We stared at each other for a painfully long time, his red gaze locked on mine, and I refused to blink first—not even when my eyeballs dried out. I’d blinked first with him too many times already. He didn’t take me seriously. Neither did Gunnar, but Gunnar didn’t call the shots with the pack—Knox did. And if the trio were to ever get completely onboard with me and the job they were made for, then Knox was my in.
I knew it.
He knew it.
And all that knowing had us locked in an unspoken back-and-forth, the pair of us dancing around power, control, and alpha territory for weeks now.
Stubborn bastard.
That red glare seared into my brain, even as Knox shifted from beast to man in the blink of an eye. His hellhound form was already tall, nearly as tall as me, but he shot up another few feet on two legs, naked and sweaty, an ancient god of chaos and darkness and beauty. I forced my gaze up, pointedly avoiding the chiseled body that drove me to distraction after every shift. Even at a distance of four, maybe five feet, his heat touched me, licked across my skin and pooled in my cheeks. I needn’t look to see his muscles, slick with exertion and ridiculously taut, each one prominent, on display, like he had just finished an intense workout. His chest heaved briefly as he breathed through his nose, enormous hands in loose fists, that great heart of his no doubt hammering its slow, steady drumbeat.
Ugh. Stubborn, gorgeous bastard.
“I’m patrolling my territory,” he rumbled, his voice a smoky, gravelly rasp that I felt in my low belly, both arousing and frightening. I lifted my chin, unwilling to let him see how every damn part of him affected me.
“No,” I said, pleased that my voice didn’t shake. “No, you’re trying to find a way around the ward.” There was no point in pretending I didn’t see his attempt. I pointed to the gaping hole in the forest floor beside him. “Are you trying to dig under it?”

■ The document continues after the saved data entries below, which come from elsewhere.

PR #3264, opened 2016-01-27
nixio 1.1.0 (new formula)

gicmo:
The NIX project aims to develop standardized methods and models for storing neuroscience data together with their metadata in one common, open file format based. The default binary format current is HDF5. It started as an initiative of the Electrophysiology Task Force which is part of the INCF Datasharing Program. See the [homepage](http://www.g-node.org/nix) for details. We are also uploading to [NeuroDebian](http://neuro.debian.net) soon (and possibly Debian proper later).

There is a [GUI file viewer](https://github.com/bendalab/NixView) and an open source data recording tool, called [relacs](https://github.com/relacs/relacs), that use it already; besides its use in scientific analysis scripts in various labs.


nix.rb
```diff
@@ -0,0 +1,33 @@
...
+  url "https://github.com/G-Node/nix/archive/1.1.0.tar.gz"
+  sha256 "d607d96117621e5cc563002c4c161913d95db36eeb7c4e6f51afca5f6b788fcc"
+
+  head "https://github.com/G-Node/nix.git"
+
+  option "without-test", "Skip compile-time tests (not recommended)"
+
+  depends_on "cmake" => :build
+  depends_on "boost" => "c++11"
+  depends_on "homebrew/science/hdf5"
```
dpo: There's no need to fully qualify dependencies in this tap.

nix.rb
```diff
@@ -0,0 +1,33 @@
...
+  depends_on "cppunit"
+
+  needs :cxx11
+
+  def install
+    ENV.cxx11
+
+    cmake_args = std_cmake_args
+    cmake_args << "-DBUILD_TESTING=OFF"
```
dpo: Sorry for the silly question, but don't you want to set this to `ON` when building `--with-test`?

gicmo:
@dpo Thanks for the comments. Should all be fixed (indeed found another little bug, i.e. it was `*std_cmake_args` not `*cmake_args` in `system "cmake", ".", ...`).

tdsmith:
I don't feel good accepting a package called "nix" since that competes with the better-known package manager; is there something else we can call this?

nix.rb
```diff
@@ -0,0 +1,33 @@
+class Nix < Formula
+  desc "C++ library for the NIX scientific data format and model"
+  homepage "http://www.g-node.org/nix"
+  url "https://github.com/G-Node/nix/archive/1.1.0.tar.gz"
+  sha256 "d607d96117621e5cc563002c4c161913d95db36eeb7c4e6f51afca5f6b788fcc"
+
+  head "https://github.com/G-Node/nix.git"
+
+  option "without-test", "Skip compile-time tests (not recommended)"
```
tdsmith: You can remove this option and always run tests

nix.rb
```diff
@@ -0,0 +1,33 @@
...
+
+  depends_on "cmake" => :build
+  depends_on "boost" => "c++11"
```
tdsmith: This isn't necessary on recent OS X releases.

```
if OS.mac? and MacOS.version < :mavericks
  depends_on "boost" => "c++11"
else
  depends_on "boost"
end
```

nix.rb
```diff
@@ -0,0 +1,33 @@
...
+    cmake_args << "-DBUILD_TESTING=OFF" if build.without? "test"
+
+    system "cmake", ".", *cmake_args
+    system "make"
+    system "make", "test" if build.with? "test"
+    system "make", "install"
+  end
+
+  test do
+    system bin/"nix-tool", "--help"
```
tdsmith: Can this do a real test that exercises the tool in some way? Downloading a smallish sample data set as a resource is fine.

nix.rb
gicmo: Fair enough

nix.rb
gicmo: Ha! I was wondering about that and was very close to doing the exact change above but then I looked at some other formulas and the boost formula itself and was left unsure. I am glad that is clarified. ;)

nix.rb
gicmo: Sounds like a good idea too.

gicmo:
About the package name: I understand (we have similar issues for our python bindings and PyPI). After quick discussion with some of the team I change the package name to `nixio`. Would that work?

tdsmith:
Sounds great; thanks very much.

tdsmith:
Thanks for your pull request! :tada: The new test is great, too.

Homebrew thrives because of contributions like this one!

PR #3266, opened 2016-01-29
sample 1.0.2 (new formula)

alexpreynolds:
This tool performs reservoir sampling (Vitter, "Random sampling with a reservoir"; cf. [http://dx.doi.org/10.1145/3147.3165](http://dx.doi.org/10.1145/3147.3165) and also: [http://en.wikipedia.org/wiki/Reservoir_sampling](http://en.wikipedia.org/wiki/Reservoir_sampling)) on very large text files that are delimited by newline characters (such as common genomic data formats like BED, SAM, VCF, etc.). Sampling can be done with or without replacement. The approach used in this application reduces the typical memory usage limitations in GNU `shuf` by instead storing a pool of byte offsets to the start of each line, instead of the line elements themselves, thus allowing considerably larger sample sizes.


sample.rb
```diff
@@ -0,0 +1,32 @@
+class Sample < Formula
+  homepage "https://github.com/alexpreynolds/sample"
```
dpo: Please add a `desc` field.

sample.rb
```diff
@@ -0,0 +1,32 @@
...
+
+  head "https://github.com/alexpreynolds/sample.git"
+  version "1.0.2"
+
+  bottle do
+    cellar :any_skip_relocation
+    sha256 "4c5a2dfda0ea2658bc505ef5bdf47a199b810fe36f20a8fffe275395afc1cc80" => :el_capitan
+    sha256 "5faad7689e3ced8019f9f9833f629f581237922753fa8ff3785f8e23c5f48eab" => :yosemite
+    sha256 "18f3d8dbcd1bb202eb913c7238e5249dcf0ea98996306ecedbe090d2d56e5e91" => :mavericks
+  end
```
dpo: How are there bottles if this is a new formula?

dpo:
I'm not sure what's going on here:
```
==> make build
mkdir -p objects && /usr/bin/clang -Wall -Wextra -pedantic -std=c99 -D__STDC_CONSTANT_MACROS -D_FILE_OFFSET_BITS=64 -D_LARGEFILE64_SOURCE=1 -O3 -c src/sample-library/mt19937.c -o objects/mt19937.o -iquote./include
ar rcs /Users/brew/Jenkins/science/version/mavericks/sample-library.a objects/mt19937.o
ar: /Users/brew/Jenkins/science/version/mavericks/sample-library.a: Operation not permitted
make: *** [sample-library] Error 1
```

sample.rb
```diff
@@ -0,0 +1,32 @@
...
+    ENV.O3
+    ENV.delete("CFLAGS")
+    ENV.delete("CXXFLAGS")
+    system "make", "build"
+    bin.install "sample"
+    doc.install %w[LICENSE README.md]
+  end
+
+  test do
+    system "make", "check"
```
dpo: This won't work for a couple of reasons. One is that (I think) the Makefiles won't be installed to the prefix (they shouldn't). Another is that brew won't allow any write operations to take place in the prefix after the install is complete.

tdsmith:
The bad paths are from use of `$(PWD)` vs `$(CURDIR)` in the Makefile, I think: https://www.gnu.org/software/make/manual/html_node/Recursion.html

@dpo Do you think this is notable enough to include?

sample.rb
alexpreynolds: Added.

sample.rb
alexpreynolds: I removed the block for bottles.

sample.rb
alexpreynolds: I'm not sure what's wrong, either. I don't run into any problems building the formula from source locally.

sample.rb
```diff
@@ -0,0 +1,26 @@
+class Sample < Formula
+  desc "This tool performs reservoir sampling (Vitter, 'Random sampling with a reservoir'; cf. http://dx.doi.org/10.1145/3147.3165 and also: http://en.wikipedia.org/wiki/Reservoir_sampling) with or without replacement on very large text files that are delimited by newline characters (such as common genomic data formats like BED, SAM, VCF, etc.) and scales to larger inputs than GNU shuf by sampling line offsets, instead of whole lines."
```
dpo: Sorry but that's really too long ;-)

alexpreynolds: Sorry about that. I shortened the description.

dpo:
@tdsmith I'm not sure. Random sampling is a noble pursuit but I can't tell how useful this one actually is.

sample.rb
dpo: Will this be updated? You can run `make check` in `install`. The best would be to add a meaningful test though, such as running the code on sample data.

alexpreynolds: I updated the project `makefile` and my repository's Travis CI tests pass. However, the Travis CI tests that are performed on the Homebrew side still do not. I'm looking at the Homebrew-side Travis CI logs and the following error comes up:

```
make: *** No rule to make target `check'.  Stop.
Error: homebrew/science/sample: failed
```

This is confusing to me, because the project `makefile` contains a target called `check` that runs three tests (that pass):

```
$ make check
mkdir -p objects && cc -Wall -Wextra -pedantic -std=c99 -D__STDC_CONSTANT_MACROS -D_FILE_OFFSET_BITS=64 -D_LARGEFILE64_SOURCE=1 -O3 -c src/sample-library/mt19937.c -o objects/mt19937.o -iquote./include
ar rcs /Users/alexpreynolds/Developer/Github/sample/sample-library.a objects/mt19937.o
cc -Wall -Wextra -pedantic -std=c99 -D__STDC_CONSTANT_MACROS -D_FILE_OFFSET_BITS=64 -D_LARGEFILE64_SOURCE=1 -O3 -c src/bin/sample.c -o objects/sample.o -iquote./include
cc -Wall -Wextra -pedantic -std=c99 -D__STDC_CONSTANT_MACROS -D_FILE_OFFSET_BITS=64 -D_LARGEFILE64_SOURCE=1 -O3 objects/sample.o -o sample /Users/alexpreynolds/Developer/Github/sample/sample-library.a
/Users/alexpreynolds/Developer/Github/sample/sample README.md -d 123 | diff - /Users/alexpreynolds/Developer/Github/sample/test/README.md.seed123.txt > /dev/null || (echo "check: sample test failed on seed 123" && exit 1)
/Users/alexpreynolds/Developer/Github/sample/sample README.md -d 234 | diff - /Users/alexpreynolds/Developer/Github/sample/test/README.md.seed234.txt > /dev/null || (echo "check: sample test failed on seed 234" && exit 1)
/Users/alexpreynolds/Developer/Github/sample/sample README.md -d 987 | diff - /Users/alexpreynolds/Developer/Github/sample/test/README.md.seed987.txt > /dev/null || (echo "check: sample test failed on seed 987" && exit 1)
sample tests passed
```

Is there anything about the Homebrew-side log or what changes are made to the Travis CI build procedure that could suggest what the problem might be in more detail, which might help me make any necessary changes?

dpo: Remove line 11 if possible, and move `system "make", "check"` just after `system "make", "build"`. You can't execute `make check` in the `test` method; the `makefile` isn't available anymore at that point.

alexpreynolds: Thanks. I removed line 11 and replaced the `system "make", "check"` call with a more direct test. This passed a local audit check, but I'll see if this gets past the Homebrew/Travis CI checks.

alexpreynolds:
I added an API token via the [documentation](https://gist.github.com/christopheranderton/8644743), but the Travis CI test on the Homebrew side still fails.

iMichka:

He blinked back at me, his expression, his stance, giving nothing away as he said, “I smelled something suspect.”
“Bullshit.”
We fell back into one of our usual stare-offs, tension simmering between us, my whole body reacting to him in ways I wished it wouldn’t. Finally, I sighed and coiled a hand around my scythe.
“Knox, we need to get on the same page here—”
“My pack is not yours to purchase,” he growled, his gaze like steel as it swept over me. “Just because Heaven paid Fenix’s price in gold… means nothing to me.”